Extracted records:
★ ★ ★ ★ ★ ★ ★
PR #2109, opened 2020-08-19
Activity. Disabled with feature flag

hboon:
WIP for Activity but let's merge it.

The functionality is disabled by the feature flag `Features.isActivityEnabled`.

Work on Activity will continue on a future PR.

When `Features.isActivityEnabled` is set to `true`, these becomes available:

* Base (overridable) TokenScript file for ERC20 and ERC721 is supported
* Native crypto support for send and receive activity item-views
* Activities appear in the Activities tab

The PR is fairly big. Here are the important parts:

EventActivity — The database object
EventsActivityDataStore — Access to the database
EventSourceCoordinatorForActivities — this fetches the events that will be mapped to activities
ActivitiesCoordinator — displays the Activities tab
ActivitiesViewController — the Activities tab. Shows the TokenScript activity `item-view`(s) and transactions
ActivityViewController — A single activity on the screen. Shows the TokenScript activity `view`

To try it out, set `Features.isActivityEnabled`. Probably have to modify `Constants.erc20ContractsSupportingActivities` too

I think we can remove `Constants.erc20ContractsSupportingActivities` before merging since all supported (ERC20 and ERC721) base TokenScript files are bundled into the app. We can use overriding for other tokens.


James-Sangalli (changes requested):
Two noticeable issues:

Simulator Screen Shot - iPhone 7 Plus - 2020-08-20 at 11 44 03
Simulator Screen Shot - iPhone 7 Plus - 2020-08-20 at 11 44 36

1. "invalid signature" on ETH card
2. Duplicate tokens for ALP

hboon:
@James-Sangalli 

> invalid signature" on ETH card

"aETH", not "ETH", right?  Can you try to sign and update the bundled file `ERC20-TokenScript.tsml` and see if it works? I think it's the ERC20s that don't have a TokenScript file which has this problem.

> Duplicate tokens for ALP

Can you tap on the token and then the token icon to verify if the contracts are different? The auto generated icons' (the one with the "ALP") background color are generated based on the contract [1] from a handful of colors, so different background colors means they are different contracts.

[1] https://github.com/AlphaWallet/alpha-wallet-ios/blob/42f1fd17bf46bb0a0750da2a5700a1715533c9d7/AlphaWallet/UI/TokenObject+UI.swift#L19

James-Sangalli:
> @James-Sangalli
> 
> > invalid signature" on ETH card
> 
> "aETH", not "ETH", right? Can you try to sign and update the bundled file `ERC20-TokenScript.tsml` and see if it works? I think it's the ERC20s that don't have a TokenScript file which has this problem.
> 
> > Duplicate tokens for ALP
> 
> Can you tap on the token and then the token icon to verify if the contracts are different? The auto generated icons' (the one with the "ALP") background color are generated based on the contract [1] from a handful of colors, so different background colors means they are different contracts.
> 
> [1]
> 
> https://github.com/AlphaWallet/alpha-wallet-ios/blob/42f1fd17bf46bb0a0750da2a5700a1715533c9d7/AlphaWallet/UI/TokenObject+UI.swift#L19

1. Yes, it is aETH, now the verification simply drags (might be related to a server outage)

2. They are different contracts, all on rinkeby

hboon:
> @hboon edit: invalid signature still on aETH, tested with curl and it passes.
> 
> curl -F file=@aETH.tsml https://aw.app/api/v1/verifyXMLDSig
> 
> {"result":"pass","subject":"CN=*.aw.app","keyName":"AlphaWallet","keyType":"SHA256withRSA","issuer":"CN=Let's Encrypt Authority X3,O=Let's Encrypt,C=US"}
> 
> So it has to do with this build. Note that the legacy TS files still validate signatures properly

Is this what you tried?:

> Can you try to sign and update the bundled file ERC20-TokenScript.tsml

hboon:
PS: I think I don't get a notification when we/you edit a GitHub comment and include an @mention

hboon:
@James-Sangalli pushed, with a separate commit so it's easier to see the fix

- [ ] Squash before merge

hboon:
Added support for ERC721 and base/overriding TokenScript 

@James-Sangalli Can you help to canonicalize the base ERC20 and ERC721 bundled?

I probably missed some things, I'll check again. But I think most of the features Activity is now included. A notable missing one is the native UI for the base TokenScript activities..

hboon:
@James-Sangalli good for review again. Starting up the app is slow with Activities enabled, it takes 3-4 seconds.

James-Sangalli:
@hboon 

> Fatal error: 'try!' expression unexpectedly raised an error: Error Domain=io.realm Code=10 "Migration is required due to the following errors:

hboon:
@James-Sangalli I have changed the schema only once within Activity quite a long time ago and have not recently. Can you see what it's referring to, just in case?

Otherwise deleting and reinstalling should fix it.

hboon:
@James-Sangalli can you give it another go? It's still slow, but much faster than previous attempts.

hboon:
But careful because this PR upgrades the Realm pod, switching to an older version of our codebase and building maybe require the app to be deleted first.

James-Sangalli (approved):
Phew, great stuff!

hboon:
Forced pushed after rebasing master

hboon:
Forced pushed after rebasing master

hboon:
@James-Sangalli anything I can sacrifice to merge this? :)

hboon:

PR #2111, opened 2020-08-19
Tap on cell containing "Add / Hide Tokens" in Wallet tab shouldn't select the 0th token #2110

### LINKED ISSUE #2110: Tap on cell containing "Add / Hide Tokens" in Wallet tab shouldn't select the 0th token
This is because the didSelect function doesn't check for the section number.

vladyslav-iosdev:
Closes #2110


James-Sangalli (approved):
@hboon FYI

hboon:
@James-Sangalli thanks!

hboon:
@vladyslav-iosdev would you split the fix and refactoring into separate PRs or commits in the future? Easier to review (and rollback if necessary).

PR #4005, opened 2022-02-05
Fixed a minor handler-id assignment bug

gurjeet:
Before the fix, the anonymous name, generated for assigning to an
otherwise unnamed handler, had a different value in the name than the id
assigned to the handler.

This bugfix makes sure that the id used in the name of an anonymous
handler matches the id assigned to the handler.


philc:
@gurjeet I think this logic fix makes sense. Does the existing bug have any impact in practice?

gdh1995:
Seems no impact on UX behavior - `_name` is only used by `console.log` in `HandlerStack`'s `logResult` and `show`.

https://github.com/philc/vimium/blob/7a9fc8d631d7ac5abc1a377194d6a46796c27898/lib/handler_stack.js#L127-L148

philc:
I couldn't merge this cleanly through Github's UI for some reason, so I ported these changes over in 4c0b91fd30960a9ef47035882e81d8eabaff63c8. Thanks @gurjeet

Issue #3469, opened 2020-01-14
Incremental search and highlights


Vozf:
Are there any plans to adopt commands for incremental search and highlighting such as
```
set incsearch
set hlsearch
```
?

gdh1995:
Browsers don't allow extensions to call their inner functionality of highlighting all matched text, while it's too complex and difficult to simulate such a highlighting style by Vimium itself.

Vozf:
There is an extension which works in a similar way.
If it helps - https://chrome.google.com/webstore/detail/selection-highlighter/nepmkgohgoagfgcoegjaggacodcpdibj

gdh1995:
The extension is hosted on https://github.com/neaumusic/selection-highlighter, and it creates new DOM elements to add styles to matched text. This behavior may break some pages - this may be why it has a `blacklistedHosts`.

Well, this issue is somehow a duplicate of #591, and there seems no perfect API to do so.

Vozf:
Can it be done as an optional feature with the same blacklist as vimium already has?

Xiao6:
★ ★ ★ ★ ★ ★ ★
Work task => Copy word for word the stretch of entries above from the line that has "Is this what" through the line that has "Added support for", both ends included, and nothing outside it.

Solution for this exercise =>
Is this what you tried?:

> Can you try to sign and update the bundled file ERC20-TokenScript.tsml

hboon:
PS: I think I don't get a notification when we/you edit a GitHub comment and include an @mention

hboon:
@James-Sangalli pushed, with a separate commit so it's easier to see the fix

- [ ] Squash before merge

hboon:
Added support for ERC721 and base/overriding TokenScript 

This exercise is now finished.